## Records provided:

Issue #2343, opened 2024-03-12
c.json returning empty string for undefined values


yusukebe:
### Discussed in https://github.com/orgs/honojs/discussions/2338

<div type='discussions-op-text'>

<sup>Originally posted by **marcosrjjunior** March 11, 2024</sup>
I'm mainly creating this ticket to understand a bit more about why this is happening and potentially flag an issue.

One of my functions was returning `undefined` instead of `false` and the `c.json` is forcing the response to be an "" (empty string) instead of throwing an error.
![Screenshot 2024-03-11 at 8 51 27 am](https://github.com/honojs/hono/assets/5287262/4ca77143-ce93-4643-824b-b5bf6a188368)
**Response:** ""

---

Reading the [json implementation here](https://github.com/honojs/hono/blob/4ca5f60def726731b3afbf3f6137f0a4b92d8b27/src/context.ts#L469) (hopefully that is the correct place).

I noticed that there possibly some extra things going on there:
- `JSON.stringify(object)`. Why do we need to run throguh a JSON.stringify before returning?
- Re-creating the response

Because of the issues mentioned above I replaced it to use the main [response](https://developer.mozilla.org/en-US/docs/Web/API/Response/json_static) instead.
![Screenshot 2024-03-11 at 8 51 36 am](https://github.com/honojs/hono/assets/5287262/d4c41bba-3362-47b0-8b9d-3e96411ceb1a)</div>

damianpumar:
Hello @yusukebe 
I think we can not replace JSON.stringify to Response.json, because the JSON with `undefined`returns `undefined` and Response throws an exception.
So, my proposal is create a unit test for context.json function with undefined and fix this method.

What do you think ? 
Thanks! 

yusukebe:
Hi @damianpumar 

The interesting thing about this problem is that the result of `new Response(undefined)` is different at different runtimes. although it might be expected to throw an error. So I thought of using `Response.json()` to make `c.json()` behave according to each runtime.

But I'm still trying to figure out if that's the best option.

What do you think the result of `c.json(undefined)` should be?

marcosrjjunior:
On the scenario described above the `c.json` is treating the undefined and returning an empty string ("") which forces the users to treat the client that is consuming the endpoint or fix the function to return `false` instead. [(more examples on the discussion mentioned above)](https://github.com/orgs/honojs/discussions/2338).

do we really need **extra process JSON.stringify** if we know the response is already a JSON?

[...]

PR #4665, opened 2026-02-08
fix(url): strip fragment identifiers from path in getPath()

AhmadYasser1:
## Summary

Service Workers receive the full URL including fragment identifiers (e.g., `/users/#section`), unlike traditional servers where browsers strip fragments before sending requests. This caused Hono's route matcher to treat `#` as a regular character, leading to incorrect route parameter parsing (e.g., `id = "#user-list"` instead of a 404/correct match).

This implements the approach suggested by @usualoma in the issue discussion: update `getPath()` to treat `#` as a path terminator alongside `?`, both in the fast-path character loop and the percent-encoding fallback path.

## Changes

- In the fast-path loop: break on charCode `35` (`#`) in addition to `63` (`?`)
- In the percent-encoding fallback: check for `#` when `?` is not found
- Added test cases for fragment stripping with and without percent encoding

## Checklist

- [x] Add tests
- [x] Run tests
- [x] `bun run format:fix && bun run lint:fix` to format code
- [x] Add TSDoc/JSDoc to document code (no new public APIs added)

Closes #4440

PR #4682, opened 2026-02-08
fix(context): throw TypeError for non-serializable c.json() values

AhmadYasser1:
## Summary
- `JSON.stringify()` returns `undefined` for values like `undefined` or functions, which caused `c.json()` to silently return an empty body with a `200` status and `application/json` content type
- Now throws a `TypeError('Value is not JSON serializable')` so the error handler properly returns a `500` response

## Changes
- `src/context.ts`: Added check after `JSON.stringify(object)` — if result is `undefined`, throw `TypeError`
- `src/hono.test.ts`: Added test verifying `c.json(undefined)` triggers a 500 response

Closes #2343

### DIFF
--- a/src/context.ts
+++ b/src/context.ts
@@ -703,8 +703,12 @@ export class Context<
     arg?: U | ResponseOrInit<U>,
     headers?: HeaderRecord
   ): JSONRespondReturn<T, U> => {
+    const body = JSON.stringify(object)
+    if (body === undefined) {
+      throw new TypeError('Value is not JSON serializable')
+    }
     return this.#newResponse(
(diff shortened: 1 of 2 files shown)


ota-meshi:
I'm not the maintainer, but I happened to come across it, so I'll leave a comment.
It looks like you already have a pull request open that makes the same changes to src/context.ts. #4668
Why not merge them into one pull request?

AhmadYasser1:
@ota-meshi 

Thanks for letting me know, Ota. I received a similar comment from Yusuke in [#4665](url)

I'll be consolidating all of my open PRs into 1.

## Activity:
Return the entries in full. Do not alter them.

## Response area:
Issue #2343, opened 2024-03-12
c.json returning empty string for undefined values


yusukebe:
### Discussed in https://github.com/orgs/honojs/discussions/2338

<div type='discussions-op-text'>

<sup>Originally posted by **marcosrjjunior** March 11, 2024</sup>
I'm mainly creating this ticket to understand a bit more about why this is happening and potentially flag an issue.

One of my functions was returning `undefined` instead of `false` and the `c.json` is forcing the response to be an "" (empty string) instead of throwing an error.
![Screenshot 2024-03-11 at 8 51 27 am](https://github.com/honojs/hono/assets/5287262/4ca77143-ce93-4643-824b-b5bf6a188368)
**Response:** ""

---

Reading the [json implementation here](https://github.com/honojs/hono/blob/4ca5f60def726731b3afbf3f6137f0a4b92d8b27/src/context.ts#L469) (hopefully that is the correct place).

I noticed that there possibly some extra things going on there:
- `JSON.stringify(object)`. Why do we need to run throguh a JSON.stringify before returning?
- Re-creating the response

Because of the issues mentioned above I replaced it to use the main [response](https://developer.mozilla.org/en-US/docs/Web/API/Response/json_static) instead.
![Screenshot 2024-03-11 at 8 51 36 am](https://github.com/honojs/hono/assets/5287262/d4c41bba-3362-47b0-8b9d-3e96411ceb1a)</div>

damianpumar:
Hello @yusukebe 
I think we can not replace JSON.stringify to Response.json, because the JSON with `undefined`returns `undefined` and Response throws an exception.
So, my proposal is create a unit test for context.json function with undefined and fix this method.

What do you think ? 
Thanks! 

yusukebe:
Hi @damianpumar 

The interesting thing about this problem is that the result of `new Response(undefined)` is different at different runtimes. although it might be expected to throw an error. So I thought of using `Response.json()` to make `c.json()` behave according to each runtime.

But I'm still trying to figure out if that's the best option.

What do you think the result of `c.json(undefined)` should be?

marcosrjjunior:
On the scenario described above the `c.json` is treating the undefined and returning an empty string ("") which forces the users to treat the client that is consuming the endpoint or fix the function to return `false` instead. [(more examples on the discussion mentioned above)](https://github.com/orgs/honojs/discussions/2338).

do we really need **extra process JSON.stringify** if we know the response is already a JSON?

[...]

PR #4665, opened 2026-02-08
fix(url): strip fragment identifiers from path in getPath()

AhmadYasser1:
## Summary

Service Workers receive the full URL including fragment identifiers (e.g., `/users/#section`), unlike traditional servers where browsers strip fragments before sending requests. This caused Hono's route matcher to treat `#` as a regular character, leading to incorrect route parameter parsing (e.g., `id = "#user-list"` instead of a 404/correct match).

This implements the approach suggested by @usualoma in the issue discussion: update `getPath()` to treat `#` as a path terminator alongside `?`, both in the fast-path character loop and the percent-encoding fallback path.

## Changes

- In the fast-path loop: break on charCode `35` (`#`) in addition to `63` (`?`)
- In the percent-encoding fallback: check for `#` when `?` is not found
- Added test cases for fragment stripping with and without percent encoding

## Checklist

- [x] Add tests
- [x] Run tests
- [x] `bun run format:fix && bun run lint:fix` to format code
- [x] Add TSDoc/JSDoc to document code (no new public APIs added)

Closes #4440

PR #4682, opened 2026-02-08
fix(context): throw TypeError for non-serializable c.json() values

AhmadYasser1:
## Summary
- `JSON.stringify()` returns `undefined` for values like `undefined` or functions, which caused `c.json()` to silently return an empty body with a `200` status and `application/json` content type
- Now throws a `TypeError('Value is not JSON serializable')` so the error handler properly returns a `500` response

## Changes
- `src/context.ts`: Added check after `JSON.stringify(object)` — if result is `undefined`, throw `TypeError`
- `src/hono.test.ts`: Added test verifying `c.json(undefined)` triggers a 500 response

Closes #2343

### DIFF
--- a/src/context.ts
+++ b/src/context.ts
@@ -703,8 +703,12 @@ export class Context<
     arg?: U | ResponseOrInit<U>,
     headers?: HeaderRecord
   ): JSONRespondReturn<T, U> => {
+    const body = JSON.stringify(object)
+    if (body === undefined) {
+      throw new TypeError('Value is not JSON serializable')
+    }
     return this.#newResponse(
(diff shortened: 1 of 2 files shown)


ota-meshi:
I'm not the maintainer, but I happened to come across it, so I'll leave a comment.
It looks like you already have a pull request open that makes the same changes to src/context.ts. #4668
Why not merge them into one pull request?

AhmadYasser1:
@ota-meshi 

Thanks for letting me know, Ota. I received a similar comment from Yusuke in [#4665](url)

I'll be consolidating all of my open PRs into 1.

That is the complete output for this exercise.